Thirdly, environmental nanotoxicology research is moving towards more realistic scenarios. Most of the early studies on nanotoxicology were performed in the laboratory, and the applied NM concentrations could be orders of magnitude higher than the predicted environmental concentrations. Holden et al. critically evaluated the environmental relevance of current hazard assessment on NMs, pointing out that several uncertainties exist in terms of predicted environmental concentrations, bioavailability, and effective toxic concentrations of NMs [18]. Fortunately, chronic studies with more environmentally meaningful concentrations are increasingly adopted to simulate prolonged exposure of NMs at low concentrations in the environment [19-21]. Also, researchers are moving beyond traditional viability-based toxicological tests to investigate the sub-lethal effects using more appropriate and diverse bioreceptors [22-26]. Furthermore, more studies have focused on characterizing and detecting NMs present in the environment [27-30]. New technologies, such as single-particle inductively coupled plasma mass spectrometry (SP-ICP-MS), are emerging as powerful tools that enable quantification of NMs contained in environmental samples [31-33].

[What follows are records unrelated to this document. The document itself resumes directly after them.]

PR #283, opened 2023-12-09
SteamOS: add flatpak support using steam.pipe

AAGaming00:
needs `--filesystem=~/.steam` on the flatpak side

- Refactors SteamOS support to use steam.pipe instead
- Adds support for opening URLs in the steam browser in game mode
- Opens the Vesktop app page in steam instead of attempting to restart Vesktop in game mode (which won't work)

### DIFF
--- a/src/main/utils/makeLinksOpenExternally.ts
+++ b/src/main/utils/makeLinksOpenExternally.ts
@@ -7,6 +7,7 @@
 import { BrowserWindow, shell } from "electron";
 
 import { Settings } from "../settings";
+import { execSteamURL, isDeckGameMode, openURL } from "./steamOS";
 
 export function makeLinksOpenExternally(win: BrowserWindow) {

However, the Environmental Nanotoxicology community is still facing many challenges. More information still needs to be gathered to inform a meaningful regulatory framework on NMs. Since the toxic effects of NMs are a function of both NM properties and experimental condition, a standardized testing procedure or inter-laboratory comparison will be of great value to improve the reliability and consensus of toxicological data associated with NMs. Also, due to the rapid development of nanotechnology, myriad novel NMs (e.g., two-dimensional NMs [34], hybrid NMs [35,36]) are being designed, produced, and incorporated into numerous industrial and commercial products. Thus, the utilization of more efficient approaches (e.g., high-throughput screening [37]) will help facilitate our pace of understanding the ecological and health effects of NMs. Last but not least, we are still lack of enough technologies that characterize both concentrations and properties of NMs in the environment accurately. In particular, we need to developmethods that are able to distinguish engineered NMs from those inherently present in nature. In order to achieve this goal, a combination of analytical, spectroscopic, and microscopic tools will be likely employed to provide a comprehensive picture of NMs in complex environmental matrices.